## Problem statement
In full and without alteration, print the entries.
^^^^^^^^^^^^^^^^
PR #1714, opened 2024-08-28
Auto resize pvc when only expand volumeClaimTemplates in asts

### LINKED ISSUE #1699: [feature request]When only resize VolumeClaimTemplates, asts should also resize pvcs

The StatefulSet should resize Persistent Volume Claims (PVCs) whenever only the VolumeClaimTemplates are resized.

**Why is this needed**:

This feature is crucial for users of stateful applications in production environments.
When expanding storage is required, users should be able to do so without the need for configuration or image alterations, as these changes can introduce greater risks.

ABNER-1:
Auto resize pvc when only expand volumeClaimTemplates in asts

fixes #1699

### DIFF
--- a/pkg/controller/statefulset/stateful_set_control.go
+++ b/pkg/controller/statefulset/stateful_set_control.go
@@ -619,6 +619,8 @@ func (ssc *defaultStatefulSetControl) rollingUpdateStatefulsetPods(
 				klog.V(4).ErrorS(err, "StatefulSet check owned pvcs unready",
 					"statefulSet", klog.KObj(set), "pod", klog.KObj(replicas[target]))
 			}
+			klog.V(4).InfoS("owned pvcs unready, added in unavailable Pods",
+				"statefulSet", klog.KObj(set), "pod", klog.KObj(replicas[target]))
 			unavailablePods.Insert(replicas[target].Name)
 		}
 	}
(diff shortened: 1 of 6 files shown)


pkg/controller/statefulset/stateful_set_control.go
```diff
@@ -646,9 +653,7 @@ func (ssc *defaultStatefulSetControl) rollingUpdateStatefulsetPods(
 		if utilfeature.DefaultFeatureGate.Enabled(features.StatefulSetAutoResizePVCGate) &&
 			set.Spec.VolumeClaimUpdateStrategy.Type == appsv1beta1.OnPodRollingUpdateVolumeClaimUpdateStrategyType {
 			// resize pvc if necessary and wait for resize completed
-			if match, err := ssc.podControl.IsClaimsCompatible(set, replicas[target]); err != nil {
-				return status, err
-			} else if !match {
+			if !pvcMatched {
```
^^^^^^^^^^^^^^^^
## Completed exercise
PR #1714, opened 2024-08-28
Auto resize pvc when only expand volumeClaimTemplates in asts

### LINKED ISSUE #1699: [feature request]When only resize VolumeClaimTemplates, asts should also resize pvcs

The StatefulSet should resize Persistent Volume Claims (PVCs) whenever only the VolumeClaimTemplates are resized.

**Why is this needed**:

This feature is crucial for users of stateful applications in production environments.
When expanding storage is required, users should be able to do so without the need for configuration or image alterations, as these changes can introduce greater risks.

ABNER-1:
Auto resize pvc when only expand volumeClaimTemplates in asts

fixes #1699

### DIFF
--- a/pkg/controller/statefulset/stateful_set_control.go
+++ b/pkg/controller/statefulset/stateful_set_control.go
@@ -619,6 +619,8 @@ func (ssc *defaultStatefulSetControl) rollingUpdateStatefulsetPods(
 				klog.V(4).ErrorS(err, "StatefulSet check owned pvcs unready",
 					"statefulSet", klog.KObj(set), "pod", klog.KObj(replicas[target]))
 			}
+			klog.V(4).InfoS("owned pvcs unready, added in unavailable Pods",
+				"statefulSet", klog.KObj(set), "pod", klog.KObj(replicas[target]))
 			unavailablePods.Insert(replicas[target].Name)
 		}
 	}
(diff shortened: 1 of 6 files shown)


pkg/controller/statefulset/stateful_set_control.go
```diff
@@ -646,9 +653,7 @@ func (ssc *defaultStatefulSetControl) rollingUpdateStatefulsetPods(
 		if utilfeature.DefaultFeatureGate.Enabled(features.StatefulSetAutoResizePVCGate) &&
 			set.Spec.VolumeClaimUpdateStrategy.Type == appsv1beta1.OnPodRollingUpdateVolumeClaimUpdateStrategyType {
 			// resize pvc if necessary and wait for resize completed
-			if match, err := ssc.podControl.IsClaimsCompatible(set, replicas[target]); err != nil {
-				return status, err
-			} else if !match {
+			if !pvcMatched {
```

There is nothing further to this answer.